Sunday, June 4, 2017

More code optimization notes


Continuing from my earlier post about code optimization techniques here.

This is all about making the code more data oriented. Which means that the code is written such that its data is organized intelligently in memory, considering CPU cache access patterns and data sizes.

As it is, extracting benefits out of any of these techniques is a black art. Some may back-fire in specific circumstances. So, benchmark... be absolutely sure to measure(twice) before cutting(once).
Time to consider a few more ways to make code run faster...

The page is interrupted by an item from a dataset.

PR #14446, opened 2026-07-27
refactor(ai-providers): shared base language-model factory

Louai-Zokerburg:
## Description

Second foundation PR for the **AI Providers** project (Milestone 1, ENG-432). No user-facing change.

  1. Inlining functions: Yes, nothing too special about this but worth noting. Take care about its impact on size of the executables.
  2. Mark functions as constexpr: The newer C++ standards make it simple to go further than inlines. If you tell the compiler that the function can compute statically for all its inputs, make it constexpr so that the computations finish at compilation stage itself. Of course, the inputs that the callers pass to such a function should also be known fully at compile time. Inlining the function produces no guarantee of actual inlining by the compiler but if we do make the function as constexpr, we are sure that there are absolutely no runtime costs of this function at all.
  3. Provide specialized versions of a function per data type. This is not just about your function taking a polymorphic base type as an argument. C++ allows overloaded function names. It is sometimes possible to write a function slightly differently for a particular data type so that it is more optimal. Perhaps it saves you a remote call or two. But at a very minimum, if it helps runtime conditional checks, it could be worth doing.
  4. Unrolling loops: Doing more actions in one iteration of a loop.
    for(int i = 0; i < 4*x; ++i){
                // process(arr[i])
              }
        
    changes to...
    for(int i = 0; i < x; i += 4){
                   process(arr[i]);
                   process(arr[i + 1]);
                   process(arr[i + 2]);
                   process(arr[i + 3]);
              }
        
    which just saves some book-keeping conditional checks and increments in the for-loop that were happening every iteration.
  5. Pass values for anti-aliasing: Sometimes you have got to assure the compiler that some value is certainly not going to change for every iteration of some big loop. Then the compiler will not add a fresh load for that variable.
    void func(int arr[N], int* p){ // 'p' passed as pointer. Not sure if it is actually aliasing some arr[i].
                   for(int i = 0; i < N; ++i){
                       update(arr[i]);
                       // also uses 'p' 
                      // load 'p' again to ensure it is latest.
                   }
              }
        
    Here, we could pass p by value, that is good enough for the compiler.
  6. Avoid guessing for branch predictions: Sometimes, calculating all conditional paths in a piece of code and then deciding at the very end what to return could help save from a bad branch prediction cost.
  7. Process large arrays in parallel. Batch them and take care to avoid false sharing, i.e - threads that still access the same data and then block on mutual access. Make sure each thread gets a full cache line.
  8. If you process something in parallel as in the previous point, you might have to reduce at the end to get a combined result. Reduce pair-wise instead of making all threads block on a single shared data.
  9. Unroll loops based on latency of inner operations and order the operations so that maximum registers/cache is used at each point within the iteration.
  10. Separate fast and slow code. Remove exception handling out of tight code.


That's it for now.
Hoping to be mindful of such finer points.